Abstract
Objective Models of Gene Regulatory Networks (GRNs) capture the dynamics of the regulatory processes that occur within the cell as a means to understand the variability observed in gene expression between different conditions. Possibly the simplest mathematical construct used for modeling is the Boolean network, which dictates a set of logical rules for transition between states described as Boolean vectors. Due to the complexity of gene regulation and the limitations of experimental technologies, in most cases knowledge about regulatory interactions and Boolean states is partial. In addition, the logical rules themselves are not known a-priori. Our goal in this work is to present a methodology for inferring this information from the data, and to provide a measure for comparing network states under different biological conditions.

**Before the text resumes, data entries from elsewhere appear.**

PR #464, opened 2026-09-03
fix: hide browser ChatGPT auth on headless hosts and fail fast

OldKrab:
## Problem

Selecting **ChatGPT → Sign in** from OpenAIDE running as a headless systemd unit did nothing: ACP `authenticate` was sent and never answered. `authenticateWithChatGpt` calls `open(authUrl)` on the agent host and then awaits `account/login/completed`. With no display server there is no browser, so no loopback callback ever arrives and the request hangs silently.

## Fix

Methods We present a novel methodology for integrating experimental data and performing a search for the optimal consistent structure via optimization of a linear objective function under a set of linear constraints. We also present a statistical approach for testing the similarity of network states under different conditions.
Results Our methodology finds the optimal model using an experimental gene expression dataset from human CD4 T-cells and shows that network states are different between healthy controls and rheumatoid arthritis patients.
Conclusion The problem can be solved optimally using real-world data. Properties of the inferred network show the importance of a general approach.
Significance Our methodology will enable researchers to obtain a better understanding of the function of gene regulatory networks and their biological role.
Competing Interest Statement
The authors have declared no competing interest.